— WHAT THIS TASK INVOLVES —
Go through the lines below. Copy those with "need".

— SUPPLIED DATA —
PR #27671, opened 2026-03-27
fix: NodeCredentials use correct credential type rather than first

phyllis-noester:
## Summary

When a node has multiple credential types (e.g. Alpha API and Beta API), clicking “Create New Credential” from the Beta dropdown would open the modal showing Alpha’s fields instead.

Root cause: In CredentialEdit.vue, the selectedCredentialType computed ignored the activeId prop (which carries the requested credential type) when requiredCredentials was true. It always fell back to the first credential type from the node definition.

Fix: Added a check for props.activeId before the fallback, so the modal honors whichever credential type was actually requested.

Test: Verifies that when activeId is set to the second credential type, getNewCredentialName is called with that type — not the first one.

https://github.com/user-attachments/assets/37859ae6-c9e8-4dd6-9b81-4bed71d9a924

https://linear.app/n8n/issue/IAM-413/community-issue-nodecredentials-have-internally-only-one

## Review / Merge checklist

- [x] Tests included. 


packages/frontend/editor-ui/src/features/credentials/components/CredentialEdit/CredentialEdit.vue
```diff
@@ -143,6 +143,13 @@ const selectedCredentialType = computed(() => {
 	if (selectedCredential.value !== '') {
 		return credentialsStore.getCredentialTypeByName(selectedCredential.value) ?? null;
 	} else if (requiredCredentials.value) {
+		// If a specific credential type was requested via activeId, honor it
+		if (props.activeId) {
+			const requestedType = credentialsStore.getCredentialTypeByName(props.activeId);
```
guillaumejacquart: I see in the `getNodeCredentialForSelectedAuthType` function (used below), we use the nodeType.credentials to find the credential type.
I'm wondering if we should also use the same instead of the whole credentials store. 
Maybe even update the getNodeCredentialForSelectedAuthType instead, to accept the activeId arg or something

guillaumejacquart (commented):
Some code organization comment

packages/frontend/editor-ui/src/features/credentials/components/CredentialEdit/CredentialEdit.vue
phyllis-noester: makes sense, refactored it to use activeNodeType

cstuncsik (dismissed):

guillaumejacquart (dismissed):

BGZStephen (dismissed):

packages/frontend/editor-ui/src/features/credentials/components/CredentialEdit/CredentialEdit.vue
```diff
@@ -143,14 +143,21 @@ const selectedCredentialType = computed(() => {
...
+		// No auth options — fall back to the explicitly requested type or the first credential
+		if (props.activeId) {
+			const nodeCredential = activeNodeType.value?.credentials?.find(
+				(c) => c.name === props.activeId,
+			);
+			if (nodeCredential) {
+				return nodeCredential;
+			}
+		}
+		return activeNodeType.value?.credentials ? activeNodeType.value.credentials[0] : null;
```
guillaumejacquart: how about:
`return activeNodeType.value?.credentials?.[0] ?? null;` for clearer nullish check on the first credentials (instead of truthy).
Also, this makes me think that maybe all that could (should?) be inside the getNodeCredentialForSelectedAuthType function ? (not sure though)

phyllis-noester: makes sense changed the return value! getNodeCredentialForSelectedAuthType is also used in other places and doesn't know about the specific props of this credential but just looks at the properties of the given node type so I'd keep it as is. 
having said that, I think this file could generally be refactored a bit. I didn't touch it now because I just wanted to ship this as a quick fix (that then exploded a bit because i lack some context on creds) 🙈

guillaumejacquart (approved):

PR #27673, opened 2026-03-27
refactor: Upgrade to TypeScript 6.0.2

ivov:
## Summary

What changed in TS 6 | Changes made to adapt
-- | --
`types` defaults to `[]` instead of auto-including all `@types/*` | Added `types: ["node", "jest"]` to codemirror-lang and stylelint-config packages (longer term, these FE packages should stop using Jest!). Switched `@n8n/json-schema-to-zod` to extend `tsconfig.backend.json` which already carries them. Excluded test helper dirs from nodes-base's build tsconfig. Added `tsconfig.scripts.json` to `@n8n/extension-sdk` to cover the orphaned `scripts/` directory that uses Node built-ins.
`rootDir` defaults to the tsconfig dir instead of being inferred from sources | Added explicit `rootDir: "src"` to the three standalone `@n8n/json-schema-to-zod` build configs. Added `rootDir: "."` to ts-jest's inline tsconfig in the root `jest.config.js` to fix TS5011 when ts-jest compiles a single file (e.g. `globalSetup.ts`) in isolation.
Cross-package path aliases fail when `outDir` is set without `rootDir` | Replaced `outDir: "dist"` with `noEmit: true` in `design-system`, `rest-api-client`, `editor-ui`, and `storybook` tsconfigs (all use Vite/tsdown for building, never tsc)
`noUncheckedSideEffectImports` enabled by default under `strict` | Set to `false` in both base `tsconfig.common.json` and `modern/tsconfig.json` (will need to be a separate dedicated effort)
`moduleResolution: node` and `module: umd` are deprecated | Added `ignoreDeprecations: "6.0"` to the two shared base configs and two standalone configs that use these settings (will need to be a separate dedicated effort)
DOM lib updated with new interface members | Edited a polyfill in `editor-ui/__tests__/setup.ts`
`Uint8Array` is now `Uint8Array<ArrayBufferLike>`; `WebSocket.send()` requires `Uint8Array<ArrayBuffer>` | Type cast at the call site in `@n8n/crdt` (will need to be a separate dedicated to propagate through Y.js call sites, best done by folks who know this package)
Property access on `never` is now a type error | Cast `body` in the `default` branch of an exhaustive switch in `log-streaming.controller.ts`

Separate dedicated efforts are tracked here:
- https://linear.app/n8n/issue/CAT-2713
- https://linear.app/n8n/issue/CAT-2714
- https://linear.app/n8n/issue/CAT-2715

## Review / Merge checklist

- [ ] Tests included. 


Matsuuu (dismissed):
🚀 📦

Matsuuu (dismissed):

Matsuuu (approved):

PR #27675, opened 2026-03-27
feat(core): Improve custom auth JSON masking, preserve shape, redact leaf values

guillaumejacquart:
## Summary

Improves the masking of `httpCustomAuth` credentials' JSON field. Previously, the entire JSON value was replaced with a single blanking sentinel, losing the structure. Now:

- **Backend (`redact`)**: parses the JSON and replaces every leaf value with `***`, preserving the key/object structure so users can see what keys exist
- **Backend (`unredact`)**: merges the edited JSON on save/test — leaves still set to `***` are restored from the saved credential, changed values are kept
- **Frontend**: detects the shaped-redacted JSON and displays it as-is in the editor, allowing direct editing without clearing the field first
- **Reload after save**: credential data is re-fetched after saving so the redacted shape is immediately visible

The redaction logic was also refactored for clarity: `redactValues` is now a thin wrapper over `redactSensitiveProperties` (schema-based blanking) and `redactJsonObject` (leaf-level JSON redaction), with extensive tests covering deep nesting, arrays, type changes, key deletion and addition.

### Demo
https://www.loom.com/share/a212bb7d491f4834a72d4146356ce154

https://linear.app/n8n/issue/IAM-408

## Review / Merge checklist

- [x] Tests included.

### DIFF
--- a/packages/cli/src/credentials/__tests__/credentials.service.test.ts
+++ b/packages/cli/src/credentials/__tests__/credentials.service.test.ts
@@ -13,8 +13,10 @@ import { CREDENTIAL_ERRORS, CredentialDataError, Credentials, type ErrorReporter
 import {
 	CREDENTIAL_BLANKING_VALUE,
 	CREDENTIAL_EMPTY_VALUE,
+	jsonParse,
 	type ICredentialDataDecryptedObject,
 	type ICredentialType,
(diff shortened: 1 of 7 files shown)


afitzek (approved):
👍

— WORKED SOLUTION —
`noUncheckedSideEffectImports` enabled by default under `strict` | Set to `false` in both base `tsconfig.common.json` and `modern/tsconfig.json` (will need to be a separate dedicated effort)
`moduleResolution: node` and `module: umd` are deprecated | Added `ignoreDeprecations: "6.0"` to the two shared base configs and two standalone configs that use these settings (will need to be a separate dedicated effort)
`Uint8Array` is now `Uint8Array<ArrayBufferLike>`; `WebSocket.send()` requires `Uint8Array<ArrayBuffer>` | Type cast at the call site in `@n8n/crdt` (will need to be a separate dedicated to propagate through Y.js call sites, best done by folks who know this package)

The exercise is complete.